Below is a block of records. Copy every line in it that contains the word "show".

(Collected data)
□ □ □ □ □ □ □

PR #1115, opened 2025-06-24
Cvalarida/use debug for logging

cvalarida:
# Description

I wasn't seeing the kind of information I wanted to see in GitHub actions, os I spent some time working on the logging situation. Turns out we already had [`debug`](https://www.npmjs.com/package/debug) in our dependencies, so I set it up such that all `console.log`s (and `.error` and `.warn`) instead use `debug`, then added the `DEBUG` env var to the `.env.*` files.

> [!important]
> To see any logs, you'll need to add the `DEBUG` environment variable to your `.env.local`. You can copy it from `.env.example` or use `DEBUG=next-build:*,proxy-fetcher:error` to get basically what was there before.

## Screenshots

image

image
image


envs/.env.dev
```diff
@@ -10,6 +10,11 @@ NEXT_PUBLIC_BUILD_TYPE=vagovdev
 # Location to load vets-website assets
 NEXT_PUBLIC_ASSETS_URL=https://dev-va-gov-assets.s3-us-gov-west-1.amazonaws.com/generated/
 
+# Which loggers to show messages from in the console.
+# https://www.npmjs.com/package/debug
+DEBUG='*,-eslint,-eslint*,-typescript*,-next:jsconfig-paths-plugin,-socks-proxy-agent'
+DEBUG_COLORS=true
```
cvalarida, line 16: This maybe shouldn't be `true`? 🤔 🤷

I've set it to `true` in the other environments because the output should be a TTY, but since most of the work happens in a child worker, by default, it doesn't use colors. See https://www.npmjs.com/package/debug#usage-in-child-processes. I'm not sure how this will affect the output in CI, or what to do about that if it's ugly. 🙈

packages/env-loader/src/cli-options.ts
```diff
@@ -66,8 +66,6 @@ export const getCliOptionsAndArgs = (): CliOptionsAndArgs => {
 
   program
     .passThroughOptions()
-    .option('--DEBUG', 'Verbose logging on build', false)
-    .option('--no-DEBUG', 'No verbose logging on build')
```
cvalarida, line 70: This was used really only to show all `proxy-fetcher` failures, but to do that, it was overriding the `DEBUG` environment variable, which [`debug`](https://www.npmjs.com/package/debug) uses.

packages/proxy-fetcher/src/index.ts
```diff
@@ -82,25 +82,16 @@ export const getFetcher = (
...
-        }
+        const logOrError = attempt <= retryCount ? log : error
+        logOrError(
+          `Failed request (Attempt ${attempt} of ${retryCount + 1}): %o`,
+          {
+            url: response.url,
+            status: response.status,
+            statusText: response.statusText,
+          }
+        )
```
cvalarida, line 94: Looks like this now:
image

If you don't want to see all the logs for all the failed attempts, you can add `-proxy-fetcher:log` to the `DEBUG` env var.

It's kind of a bummer that I get a `+0ms` on that last error instead of `+16s`, but 🤷 .

pwolfert (approved):
Oh wow, I like these logs. I thought the `send` logs were rather verbose, so I just added a `,-send` to the config. I think it would be to have some kind of documentation on how to do that—how to fine-tune which modules we show in the logs—because that's a handy feature.

PR #1117, opened 2025-06-26
Send an event via `recordEvents` like the original

pwolfert:
# Description

The "Other services" links were missing custom analytics events that are present in production. The links in [the original template](https://github.com/department-of-veterans-affairs/content-build/blob/0a5b0ab4db49c212b77ff2e54d8da78b29fcf55d/src/site/paragraphs/facilities/list_of_link_teasers_facility.drupal.liquid#L54) were calling a `recordEvent` function, to which we already have an analog in next-build. I've updated the component for this section to call it with the same parameters.

## Ticket

Closes https://github.com/department-of-veterans-affairs/va.gov-cms/issues/21522

## Testing Steps

I'm not sure if there's a better way to test the analytics events, but I was adding a console log to [the event function](https://github.com/department-of-veterans-affairs/next-build/blob/pwolfert/related-links-event/src/lib/analytics/index.tsx#L28) and setting my browser console to preserve the log between refreshes. Then you click on one of the links in the "Other services" section of a facility or region page. Here are a links to one of each:

- http://localhost:3999/new-york-harbor-health-care/locations/margaret-cochran-corbin-va-campus/
- http://localhost:3999/new-york-harbor-health-care/

### DIFF
--- a/src/templates/common/relatedLinks/index.test.tsx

□ □ □ □ □ □ □

* Output below *
+# Which loggers to show messages from in the console.
cvalarida, line 70: This was used really only to show all `proxy-fetcher` failures, but to do that, it was overriding the `DEBUG` environment variable, which [`debug`](https://www.npmjs.com/package/debug) uses.
Oh wow, I like these logs. I thought the `send` logs were rather verbose, so I just added a `,-send` to the config. I think it would be to have some kind of documentation on how to do that—how to fine-tune which modules we show in the logs—because that's a handy feature.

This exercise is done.